Supplied material:
Issue #379, opened 2026-07-26
task: redacting serial-capture tool for MQTT observer no-reconnect diagnosis (OKI CoreScope#72)


Strycher:
## Context

Two CoreScope observers (`NPN-MC-Analyzer` = **gessaman**, `SN0MAN Observer 2` = **Offband**) stopped publishing to OKI MQTT at ~23:38 EDT 07-25 after an overnight WiFi outage and did **not** auto-recover. OKI infra + ingestion confirmed healthy — this is transmitter/firmware-side (MQTT client not reconnecting after network flap). Full infra diagnosis: OKI-Mesh/CoreScope#72.

To investigate the device side we need a **serial log** off the failing units. This task delivers a tester-facing capture tool.

## Scope

Extend the existing `scripts/_cap_serial.py` (reuse, not rewrite) into a redacting, tester-friendly capture:

- Auto-detect the serial port; capture to a timestamped file; print plain "run this → send us the file" instructions.
- **Firmware-agnostic** — a serial capture is a byte-dump, so one tool works on both the gessaman and Offband boxes. (We can only *interpret* the Offband output, but we can *capture* either.)
- **On-the-fly credential redaction** (in-line, not whole-line drop) so secrets never land in the file:
  - Label-grounded from actual Offband serial strings: `SSID=…` / `wifi.ssid = …` (`WifiBootstrap.cpp:109`, `ObserverCli.cpp:451`), `guest_password` / `bridge_secret` (`CommonCLI.cpp:1048/1140`), `jwt_email`, JWT-shaped tokens (`JwtHelper`).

Instructions to follow:
Repeat the material word for word.

Output for this task:
Issue #379, opened 2026-07-26
task: redacting serial-capture tool for MQTT observer no-reconnect diagnosis (OKI CoreScope#72)


Strycher:
## Context

Two CoreScope observers (`NPN-MC-Analyzer` = **gessaman**, `SN0MAN Observer 2` = **Offband**) stopped publishing to OKI MQTT at ~23:38 EDT 07-25 after an overnight WiFi outage and did **not** auto-recover. OKI infra + ingestion confirmed healthy — this is transmitter/firmware-side (MQTT client not reconnecting after network flap). Full infra diagnosis: OKI-Mesh/CoreScope#72.

To investigate the device side we need a **serial log** off the failing units. This task delivers a tester-facing capture tool.

## Scope

Extend the existing `scripts/_cap_serial.py` (reuse, not rewrite) into a redacting, tester-friendly capture:

- Auto-detect the serial port; capture to a timestamped file; print plain "run this → send us the file" instructions.
- **Firmware-agnostic** — a serial capture is a byte-dump, so one tool works on both the gessaman and Offband boxes. (We can only *interpret* the Offband output, but we can *capture* either.)
- **On-the-fly credential redaction** (in-line, not whole-line drop) so secrets never land in the file:
  - Label-grounded from actual Offband serial strings: `SSID=…` / `wifi.ssid = …` (`WifiBootstrap.cpp:109`, `ObserverCli.cpp:451`), `guest_password` / `bridge_secret` (`CommonCLI.cpp:1048/1140`), `jwt_email`, JWT-shaped tokens (`JwtHelper`).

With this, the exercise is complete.